Polls not only show that Americans have support higher taxes as part of a deficit reduction program. They consistently show that only a small minority of Americans believe that the budget can be balanced with spending cuts alone.
- A May 11 Ipsos/Reuters poll found that three-fifths of people favor raising taxes to reduce the deficit.
- A May 4 Quinnipiac University poll found that 69 percent of people, including 49 percent of Republicans, support raising taxes on those couples making more than $250,000.
- An April 29 Gallup poll found that only 20 percent of people say the deficit must be reduced only with spending cuts; 76 percent say that taxes should play a role.
- An April 20 Washington Post/ABC News poll found that by a 2-to-1 margin people favor a combination of higher taxes and spending cuts over spending cuts alone to reduce the deficit. It also found that 72 percent of people favor raising taxes on the rich to reduce the deficit and this is far and away the most popular deficit reduction measure.
- An April 18 McClatchy/Marist poll found that voters support higher taxes on the rich to reduce the deficit by a 2-to-1 margin, including 45 percent of self-identified Tea Party members.
Republicans are working hard to enforce their no-tax-increase-ever orthodoxy, but there are signs that the dam is beginning to break. On April 7, former Reagan budget director Dave Stockman said, “It is simply unrealistic to say that raising revenue isn’t part of the solution. It’s a measure of how far off the deep end Republicans have gone with this religious catechism about taxes.”
On April 17, former Federal Reserve Board chairman Alan Greenspan, who has been the Republican Party’s leading economist since the 1960s, said that raising revenues to deal with the debt is imperative and recommended letting all the Bush tax cuts expire. As he put it on “Meet the Press”, “I think this crisis is so imminent and so difficult that we have to allow the so-called Bush tax cuts all to expire [and] put the rates back to where they were in the Clinton administration.”
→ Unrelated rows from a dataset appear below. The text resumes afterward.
PR #160, opened 2016-05-20
Add refresh database button

maxcnunes:
Fature discussed in #134.


BornaP:
Is this necessary if databases and tables are refreshed automatically on create/drop?

maxcnunes:
I guess there is two reasons for this button:

1. Allow refresh the database for those types the auto refresh does not have support yet (e.g. views).
2. Allow refresh the database in case someone else has created for instance a new table.

PR #450, opened 2018-09-04
Upgrade electron-builder

armarti:
Older versions of electron-builder get stuck on the "building DMG" step when building on macOD High Sierra, e.g. https://github.com/electron-userland/electron-builder/issues/2320. Later versions don't have this problem.


maxcnunes:
Thanks

PR #451, opened 2018-09-17
Feature/ui improvements

barneydmedia:
Making a PR just in case anyone wants to take a look before the changes get merged. I'm working on closing a few issues and adding some features to the UI.

### DIFF
--- a/src/renderer/components/query-result-table.jsx
+++ b/src/renderer/components/query-result-table.jsx
@@ -336,7 +336,8 @@ export default class QueryResultTable extends Component {
    * It gives a better UX since the column adapts better to the table width.
    */
   resolveCellWidth(fieldName, fields, rows) {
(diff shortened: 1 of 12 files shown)


src/renderer/components/query-result-table.jsx
```diff
@@ -336,7 +336,8 @@ export default class QueryResultTable extends Component {
    * It gives a better UX since the column adapts better to the table width.
    */
   resolveCellWidth(fieldName, fields, rows) {
-    const font = '14px \'Lato\', \'Helvetica Neue\', Arial, Helvetica, sans-serif';
+    const { customFont } = this.props.config.data.customFont;
```
rathboma: @maxcnunes  This line here actually breaks the GUI on a fresh checkout as `customFont` doesn't exist.

maxcnunes: Good catch, are able to fix it? 🙏

PR #470, opened 2019-05-03
Fixes #469 - query results error out if no custom font is set

### LINKED ISSUE #469: Running a query results in the error "Cannot match against 'undefined' or 'null'."
When checking out the project fresh on Master using Node 8 and trying to run a select query on either Postgres or MySQL causes this error in the console:

`"Cannot match against 'undefined' or 'null'."`

Screen Shot 2019-05-02 at 8 36 31 PM

rathboma:
- if no custom font has been set from the settings modal you are unable to see query results
- this fixes the issue by defaulting the custom font to the default font

Fixes #469

### DIFF
--- a/src/renderer/components/query-result-table.jsx
+++ b/src/renderer/components/query-result-table.jsx
@@ -337,7 +337,7 @@ export default class QueryResultTable extends Component {
    */
   resolveCellWidth(fieldName, fields, rows) {
     const customFont = this.props.config.data.customFont || 'Helvetica Neue';
-    const font = `14px '${customFont}' 'Helvetica Neue', Arial, Helvetica, sans-serif`;
+    const font = `14px '${customFont}', 'Helvetica Neue', Arial, Helvetica, sans-serif`;
     const numRowsToFindAverage = rows.length > 30 ? 30 : rows.length;
     const maxWidth = 220;
     const headerWidth = this.getTextWidth(fieldName, `bold ${font}`);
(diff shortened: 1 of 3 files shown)


rathboma:
Not sure what this build failure is about -- seems maybe related to a library upgrade?

rathboma:
Ah, looks like the Travis build is running on node 6 - `- nvm install 6` in the config, but there are some async functions in the code.

src/renderer/components/query-result-table.jsx
```diff
@@ -336,13 +336,11 @@ export default class QueryResultTable extends Component {
    * It gives a better UX since the column adapts better to the table width.
    */
   resolveCellWidth(fieldName, fields, rows) {
-    const { customFont } = this.props.config.data.customFont;
-    const font = `14px '${customFont}', 'Helvetica Neue', Arial, Helvetica, sans-serif`;
+    const customFont = this.props.config.data.customFont || 'Helvetica Neue';
+    const font = `14px '${customFont}' 'Helvetica Neue', Arial, Helvetica, sans-serif`;
```
maxcnunes: You removed the `,` from the customFont. I think the comma is required there.

rathboma: yes you are correct. I will fix that.

MasterOdin:
Manually merged in df7005281cfcd9a50eb625b9ac0010175d650cec

PR #488, opened 2020-05-26
update compile time dependencies

MasterOdin:
This updates "compile time" dependencies, focusing principally on babel, eslint, and webpack. Upgrading babel and its plugins requires updating to webpack, and then babel-eslint needs upgrading to run on v7, which then requires upgrading eslint to v4 (and then all of its related plugins). Upgrading these however includes three large-ish BC breaks, namely Babel 6 -> 7 and webpack 1 -> 2/3, and then 2/3 -> 4. While it would have probably been nice to have upgraded them one at a time, each of these dependencies are so intertwined that it's easier to upgrade all at once and be done with it.

As part of the upgrade of eslint, I did fix some of the new lint errors, but I added a number of ignore rules that can be solved over time.


eMerzh:
Yey 👍 
This looks great :)

Issue #566, opened 2021-02-13
Add "save as" method for saving queries to new file


MasterOdin:
After opening or saving a query, that tab now becomes strictly linked with the file. However, it would be good to support the ability to do a "Save as..." operation to allow the user to associate the tab with a different file.

lucaxchaves:
I'll take this one.

MasterOdin:
Closed by #572

PR #572, opened 2021-02-22
Add "save as" to save queries into a new file

lucaxchaves:
Added the "save as" feature to save the current query into a new file.

The shortcuts are:

Windows: Ctrl+Shift+S
Linux: Ctrl+Shift+S
Mac OS: Cmd+Shift+S

Related issue: #566

### DIFF
--- a/src/renderer/actions/queries.js
+++ b/src/renderer/actions/queries.js
@@ -176,7 +176,7 @@ export function saveQuery (isSaveAs) {
         { name: 'All Files', extensions: ['*'] },
       ];
 
-      let filename = getFileName(currentQuery, isSaveAs, filters);
+      let filename = await getFileName(currentQuery, isSaveAs, filters);
       if (path.extname(filename) !== '.sql') {
         filename += '.sql';
       }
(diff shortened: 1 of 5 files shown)


src/renderer/actions/queries.js
```diff
@@ -169,7 +176,7 @@ export function saveQuery () {
         { name: 'All Files', extensions: ['*'] },
       ];
 
-      let filename = (currentQuery.filename || await fileHandler.showSaveDialog(filters));
+      let filename = getFileName(currentQuery, isSaveAs, filters);
```
MasterOdin, line 179: Need to add an `await` here as `getFileName` returns `Promise<string>`. Without it, get and error where `filename` is a promise object and passing that to `fileHandler.saveFile` breaks.

```suggestion
      let filename = await getFileName(currentQuery, isSaveAs, filters);
```

MasterOdin (changes requested):
Thanks for the change. With the suggested change, it works perfectly.

src/renderer/actions/queries.js
lucaxchaves: Good catch!!

MasterOdin (approved):

MasterOdin:
Thanks for contributing!

PR #574, opened 2021-02-24
Configure prettier and husky

maxcnunes:
Enforce the whole codebase to follow the same format code style.

All files were updated based on prettier suggestions. I have also included husky to run linter locally before committing new changes.


MasterOdin:
Curious why dropping `eslint-config-airbnb` as it should be compatible with prettier?

maxcnunes:
@MasterOdin I initially used airbnb extension because at that time there wasn't an basic good configuration provided by eslint. Since eslint provides one now `eslint:recommended` it should be fine dropping that in favor of eslint's rules.

MasterOdin (approved):

PR #575, opened 2021-02-26
Add initial e2e tests

maxcnunes:
Add initial e2e tests. Although, for more advanced testing coverage we probably will need to upgrade Electron so it gets a recent Chromium version which Playwright depends on, for instance `click` wasn't working because of that, I will try to do that in my next PR. I know SQLite doesn't support the latest version of Electron, but I think if we stop using remote, keep all the DB calls in the browser, and use IPC events only for the renderer integration it probably should work (example https://github.com/sqlectron/sqlectron-gui/blob/656d868e1ed64829ea0fe5b6e01a38167d3eae37/src/browser/preload.ts). 

Anyway, that is a subject for the next PR, for now, this initial support should help us start improving the test coverage. We also will need unit tests, but I think that is gonna be simpler to do once we are not using the remote in the renderer anymore, so it is completely decoupled of the electron API.


MasterOdin:
Do you know the minimal version of Electron we would need to upgrade to support what you need?

maxcnunes:
By this report https://github.com/microsoft/playwright/issues/1042 it is broken on Chromium 80 and it should work on Chromium 82. Our current Electron version 8 is on Chromium 80 and the next version 9 is on Chromium 83. So, going to Electron 9 should work, although it would be awesome if we could go all over to the latest version.

MasterOdin:
Alright. I think moving to Electron 9 shouldn't be too much of an issue, but going to the latest might given that sqlite3 library is only tested up to Electron 8 and I believe one of the versions between 9 and latest changed how native extensions work.

maxcnunes:
Sure, that is why I mentioned that approach I would like to test. In case that doesn't work then I will try version 9.

maxcnunes:
@MasterOdin I got the e2e testing working for Sqlite basic operations:
* Connect to Sqlite DB
* Assert tables list
* Assert default select query
* Assert rows response (this one for some reason isn't working on the CI, I left it disabled for now on the CI)

I used another API method of playwright to avoid the issue I described before, so it wasn't required to upgrade electron because of that.

test/e2e/test.sqlite.js
```diff
@@ -0,0 +1,106 @@
...
+
+    // Assert rows
+    const rows = await this.mainWindow.$$('.ReactVirtualized__Grid__cell');
+    // NOTE: Keeping it disabled on CI for now. For some reason on running this
+    // assertion on CI it doesn't return any rows.
+    if (process.env.CI !== 'true') {
+      expect(rows).to.have.lengthOf(11); // rows + info header
+      for (let i = 0; i < rows.length; i++) {
+        await expect(await rows[i].innerText()).to.be.equal(i === 0 ? 'info' : `Ipsum ${i - 1}`);
+      }
```
MasterOdin, line 103:
```suggestion
      expect(await rows[0].innerText()).to.be.equal('info');
      for (let i = 1; i < rows.length; i++) {
        await expect(await rows[i].innerText()).to.be.equal(`Ipsum ${i - 1}`);
      }
```

test/e2e/test.sqlite.js
```diff
@@ -0,0 +1,106 @@
...
+  }
+
+  // Set DB path, it is required because sqlectron only suports absolute path
+  const configSample = fs.readFileSync(CONFIG_SAMPLE_PATH, { encoding: 'utf8' });
+  const config = JSON.parse(configSample);
+  config.servers[0].database = DB_PATH;
+  fs.writeFileSync(CONFIG_PATH, JSON.stringify(config, null, 2));
+
+  // Create database
+  var db = new sqlite3.Database(DB_PATH);
```
MasterOdin, line 26:
```suggestion
  const db = new sqlite3.Database(DB_PATH);
```

test/e2e/test.sqlite.js
```diff
@@ -0,0 +1,106 @@
...
+
+  db.serialize(function () {
+    db.run('CREATE TABLE document (info TEXT)');
+
+    var stmt = db.prepare('INSERT INTO document VALUES (?)');
```
MasterOdin, line 31:
```suggestion
    const stmt = db.prepare('INSERT INTO document VALUES (?)');
```

test/e2e/test.sqlite.js
```diff
@@ -0,0 +1,106 @@
...
+    for (var i = 0; i < 10; i++) {
```
MasterOdin, line 32:
```suggestion
    for (let i = 0; i < 10; i++) {
```

src/renderer/components/database-item.jsx
```diff
@@ -169,7 +169,10 @@ export default class DatabaseItem extends Component {
 
     return (
       <div>
-        <span style={style} className="item" onContextMenu={this.onContextMenu}>
+        <span
+          style={style}
+          className={`item item${dbObjectType}`}
```
MasterOdin, line 174: I like having a divider here between the class and the metatype, similar to how other libraries do it, eg. `item__${dbObjectType}` or `item-${dbObjectType}`.

MasterOdin (approved):
Some small changes, otherwise I think it looks good

MasterOdin:
With regards to electron and sqlite3, I would somewhat hold off on doing any of that. I am potentially leaning towards removing node-sqlite3 for better-sqlite3 depending on getting duplicate column results to work. I know that node-sqlite3 does not, and given the level of maintainer support there, I'm not confident it would anytime soon, so seriously considering better-sqlite3, in which case it might make easier the electron upgrade stuff.

maxcnunes:
@MasterOdin Alright, I can hold off that upgrade. Although, I probably will go ahead and prepare the code to support recent Electron version which is not using remote in the renderer and use direct IPC calls instead ([example](https://github.com/sqlectron/sqlectron-gui/blob/656d868e1ed64829ea0fe5b6e01a38167d3eae37/src/browser/preload.ts)).

PR #588, opened 2021-03-03
Add Typescript support

maxcnunes:
* Added Typescript support
* Converted all `src/browser` code to Typescript
* Converted `src/renderer/entry.tsx` and `src/renderer/store/configure.ts` to Typescript to ensure renderer code was supporting Typescript.
* Added a `src/common/types` to share types between renderer and browser code

I tested the app still working fine in dev mode and also with the dist app for Mac.


package.json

Even those representing the GOP’s conservative wing are starting to question the party’s anti-tax obsession. On April 19, former Arkansas governor Mike Huckabee told his radio audience, “I never understood when it became a mark of conservatism to run up debt on your children’s credit card instead of biting the bullet and paying your own bills.” He further noted, correctly, that Ronald Reagan supported many tax increases in the 1980s.
There is some evidence that House Republicans are starting to get the message that their tax position is crumbling. On May 11, a senior Republican staffer told Atlantic reporter Derek Thompson that his party’s position on taxes is intellectually dishonest. “There are two worlds,” the aide said. “One world is political and the sole objective is to maintain party message. The other world is real and in the real world fixing the deficit is a matter of national survival. When you get down to the real world decisions, it’s not about whether to raise taxes; it’s about the ratio of spending to revenue increases.”
Press reports say that Senate Budget Committee Chairman Kent Conrad is preparing a budget resolution that will propose a 50-50 split of higher taxes, including a surtax on millionaires, and spending cuts to reduce the deficit. With the Republican zero tax increase option rapidly falling apart, a workable deal might be put together in which there are $2 of spending cuts for every $1 of tax increase.